Similarly the oldest political formation of India, the Congress Party uses the images of Nehru. Broadly seen, his images in the public are constituted around three themes; as a thinking Brahmin, as an organizer and builder (the celebrated film “Gandhi” by Mr. Attenborough congealed his persona as a smart, active organizer) and as one doting on children, the chacha Nehru. Common to all these mass circulated images is a rose attached to his coat. So far it is alright. However, how many know hat the first Prime Minister of India, in addition to the above, was also a chain smoker; a fact mentioned by R C Rajamain in his book “Witness to History”. Actually not many.

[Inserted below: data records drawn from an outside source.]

PR #1374, opened 2026-09-17
fix(tui): re-layout on every terminal resize, not just clamped ones

### LINKED ISSUE #1328: [Bug] Resizing the terminal sometimes doesn't re-layout the UI at all
## Description

`actualWidth` is a raw, non-reactive read of `process.stdout.columns`. The only state that actually triggers a re-render is a separately-clamped `boxWidth`. A resize that doesn't move `boxWidth` produces zero re-renders every layout consumer (welcome screen, input box, status bar, session selector) can silently freeze at the old layout after a resize, sized for a terminal that no longer exists.

Parent: #907

## Steps to Reproduce

1. Start Nanocoder at a given terminal size.
2. Resize the terminal to a different size.
3. Observe the layout.

## Expected Behavior

The UI re-measures and redraws for the new terminal size.

## Actual Behavior

The UI can keep rendering content sized for the *old* width. Since the real terminal is now a different size, lines drawn for the old width get cut off mid-word by the terminal itself, and boxes end up visibly misaligned.

## Recording

Image

## Root Cause

`source/hooks/useTerminalWidth.tsx:7-8,112` `calculateBoxWidth = Math.max(Math.min(columns - 4, 200), 40)` is the only reactive state; `actualWidth = process.stdout.columns` is a raw render-time read with no subscription of its own.

## Suggested Fix

Subscribe directly to the raw column/row count instead of deriving reactivity from the already-clamped `boxWidth`.

## Additional Context

addyCooks:
Closes #1328

## Description

`useResponsiveTerminal` returned `actualWidth` as a raw render-time read of `process.stdout.columns`, with no subscription of its own. The only reactive state was the clamped `boxWidth` (`max(min(columns - 4, 200), 40)`), so a resize that left `boxWidth` unchanged produced **no re-render at all**:

- below 44 columns, `boxWidth` pins to 40
- above 204 columns, it pins to 200

Resize anywhere inside those bands and every consumer welcome screen, input box, status bar, session selector kept rendering for the old terminal, so lines got cut off mid-word and boxes sat misaligned.

**Fix:** the raw column count becomes the reactive state, and `boxWidth` derives from it. `useTerminalWidth` and `useResponsiveTerminal` now both read the same subscribed value, and nothing reads `process.stdout.columns` during render. The single shared `resize` listener is unchanged, so there is still exactly one stdout listener regardless of how many consumers mount. `boxWidth` had been computed in two places; it is now computed once.

## Recording

B07-FIXED-live-resize

## Type of Change

- [x] Bug fix
- [ ] New feature
- [ ] Breaking change
- [ ] Documentation update

## Changeset

### Automated Tests

### Manual Testing

- [ ] Tested with Ollama
- [ ] Tested with OpenRouter

## Checklist

- [x] Self-review completed


addyCooks:
The failing `Unit Tests & Coverage Analysis` check here isn't from this PR.

`StatsDisplay changes range with arrow keys and closes on Escape` (`stats.spec.tsx:121`) wedges on a pre-existing stale-closure bug in `StatsDisplay`: 
the arrow handler steps the range from its captured closure value, 
but Ink re-registers `useInput` handlers in a passive effect that runs *after* the frame is painted. 

The test polls the frame as its readiness signal, so its second `→` lands in that window, recomputes the tab it's already on, 
and React bails out.

Nothing on this branch touches `/stats` or input handling, 
it reproduces on `main` too, so it can block any PR. 

Fix is up separately in #1379; 
once that merges I'll bring `main` into this branch for a green run here.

For mass memorization in this manner goes against the clean image so painstakingly constructed; an idealization of someone who was after all a human being prone to so many crude temptations. The idealization is necessary if dynasty is to be created and sustained. They cannot survive for along on (real)ization.

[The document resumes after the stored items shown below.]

PR #1392, opened 2026-09-18
fix(tui): window the checkpoint list like the session list

### LINKED ISSUE #1372: [Bug] Checkpoint list shows all items with no scrolling, unlike every other selector
## Description

`CheckpointSelector` renders every checkpoint in an unbounded list. `SessionSelector`, one file over, already caps at `limit = Math.min(items.length, 10)` the same windowed-list pattern was simply never applied to checkpoints.

Parent: #907

## Steps to Reproduce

Closer home, for a long time the sher-bakra divide shaped the political discourse of Kashmir.The sher group was made of the peasants and workers, on the other hand the Bakra was mostly made of the urban-clerical-bourgeosie. And the images on both the sides were framed as per the same dichotomy. Whatever was a misfit in this split was withheld with clinical precision from the popular mind. One such picture is that of the grandfather of the current Chief Minister. Scarcely can anyone say with confidence that the messiah of the peasants ever sported a long beard. That is however as much true as it is hidden.. For once, not only does it break the conventional adversarial dichotomy (the Sher,it turns out, is also a self reinvented Bakra) but it also stains the much sought after secular image and character for the Party. It is true that there is an easy access to images, however, the filters are not in every one’s custody. They are ever alive to the possibility of the diminution of power if everything is paraded before the public. The dynasties are more prone to the fall in esteem and power subsequent to the exposure of the hidden closet. The only S M Abdullah in the mass memory is a tall figure delivering thunderous speeches or one in the offices overlooking the official work with a clean shaven face and a slightly tilted Karakuli. The beard has gone; it is no longer needed. Though it may be retrieved if the future demands. As dynasties are vulnerable to hiding so are the masses prone to scandal (and switching sides) if the hidden is exposed. Hence hide and rule; reveal and perish.